Exercise 5.7.2: Pareto-k and Outliers

Generate data with one extreme outlier:

rng = np.random.default_rng(42)
n = 80
x = rng.normal(0, 1, n)
y_clean = rng.normal(2 + 1.5 * x, 1.0)
y_outlier = y_clean.copy()
y_outlier[0] = 25.0    # extreme outlier

(a) Fit a Normal linear regression to y_outlier using PyMC (prior: pm.Normal on intercept and slope, pm.HalfNormal on sigma). Compute LOO.

(b) Which observations have \(k > 0.5\)? Does observation 0 appear?

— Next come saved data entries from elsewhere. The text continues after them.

PR #7048, opened 2022-10-26
align with OSI template

lsmith77:
## What do these changes do?

Align with the OSI template to hopefully get Github to detect the license properly:
https://twitter.com/Stof70/status/1585287286786330625

Will help anyone that wants to use automation to check license compatibility

## Checklist

N/A

### DIFF
--- a/LICENSE.txt
+++ b/LICENSE.txt
@@ -1,10 +1,10 @@
-   Copyright aio-libs contributors.
+  Copyright 2014-2022 aio-libs contributors.
 
    Licensed under the Apache License, Version 2.0 (the "License");
    you may not use this file except in compliance with the License.
    You may obtain a copy of the License at
 
-       http://www.apache.org/licenses/LICENSE-2.0
+     http://www.apache.org/licenses/LICENSE-2.0
 
    Unless required by applicable law or agreed to in writing, software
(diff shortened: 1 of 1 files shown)


lsmith77:
then again the issue might be related to https://github.com/licensee/licensee/issues/534#issuecomment-1054040286, ie. reference to the license in the README

Dreamsorcerer:
The copyright year was removed deliberately, as it adds maintenance burden (and apparently, there are some users who think the entire library is unmaintained if the copyright year has not been updated).

If you can play with that licensee library and figure out exactly what the cause is, maybe we can do something else.

lsmith77:
yeah. I am trying to find out more about how Github determines the license and come back.

webknjaz:
> I am trying to find out more about how Github determines the license

It uses `licensee` to determine how similar the found licenses are to their canonical forms. It's a Ruby app. You can install it and call via CLI in project checkouts to learn how GH "sees" them.

LICENSE.txt
```diff
@@ -1,10 +1,10 @@
-   Copyright aio-libs contributors.
+  Copyright 2014-2022 aio-libs contributors.
```
webknjaz, line 1: The Linux Foundation recommends dropping the year or using just the start date. Updating the year is just busy work.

(c) Replace the Normal likelihood with a Student-t likelihood (pm.StudentT('y', nu=4, mu=..., sigma=..., observed=y_outlier)). Recompute LOO. How do the Pareto-\(k\) values change? What does this tell you about the heavy-tailed model’s treatment of the outlier?

Solution

(a) and (b) Observation 0 (the outlier at 25.0) will have a very high Pareto-\(k\), likely above 1.0, because the Normal model assigns negligible likelihood to this extreme value and removing it drastically changes the posterior.

(c) Under the Student-t likelihood, observation 0’s \(k\) will drop substantially — often below 0.5 — because the heavy tails assign meaningful probability to extreme values, so removing one outlier has less impact on the posterior. This is the diagnostic signal that a heavy-tailed likelihood is more appropriate for this data.

References

[Watanabe2010]

Watanabe, S. (2010). Asymptotic equivalence of Bayes cross validation and widely applicable information criterion in singular learning theory. Journal of Machine Learning Research, 11, 3571–3594. The original WAIC paper; establishes the \(p_{\mathrm{WAIC}}\) penalty as the variance of the log-likelihood across posterior draws and proves the connection to Bayes cross-validation.

[Vehtari2017]

Vehtari, A., Gelman, A., and Gabry, J. (2017). Practical Bayesian model evaluation using leave-one-out cross-validation and WAIC. Statistics and Computing, 27(5), 1413–1432. The foundational paper for PSIS-LOO; derives the Pareto-\(k\) diagnostic and provides the thresholds used by ArviZ.

[GelmanBDA3ch7]

Gelman, A., Carlin, J. B., Stern, H. S., Dunson, D. B., Vehtari, A., and Rubin, D. B. (2013). Bayesian Data Analysis (3rd ed.), Ch. 7. Chapman and Hall/CRC. Standard treatment of predictive accuracy, information criteria, and Bayes factors at the level appropriate for this course.

[VehtariGabry2020]

Vehtari, A., and Gabry, J. (2020). Bayesian stacking and pseudo-BMA weights for predictive model averaging. Electron. J. Statist., 14(1), 3529–3555. Extends LOO comparison to model averaging via stacking; the az.compare(method='stacking') option implements these weights.